--- SOURCE MATERIAL ---

PR #4004, opened 2021-05-07
#4000 Fix golangci-lint problem with Go 1.16

### LINKED ISSUE #4000: Reviewdog fails to find .go files (after Go 1.16 upgrade)
In the most recent PRs, reviewdog always fails with
image

christian-kreuzberger-dtx:
Fixes #4000

The fix is as simple as setting `GO111MODULE=off ` (see https://github.com/golangci/golangci-lint/issues/1833)


warber (approved):
:+1:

---

#### WHAT THIS TASK INVOLVES
Print the records again in their entirety, character for character.

#### EXPECTED ANSWER
PR #4004, opened 2021-05-07
#4000 Fix golangci-lint problem with Go 1.16

### LINKED ISSUE #4000: Reviewdog fails to find .go files (after Go 1.16 upgrade)
In the most recent PRs, reviewdog always fails with
image

christian-kreuzberger-dtx:
Fixes #4000

The fix is as simple as setting `GO111MODULE=off ` (see https://github.com/golangci/golangci-lint/issues/1833)


warber (approved):
:+1:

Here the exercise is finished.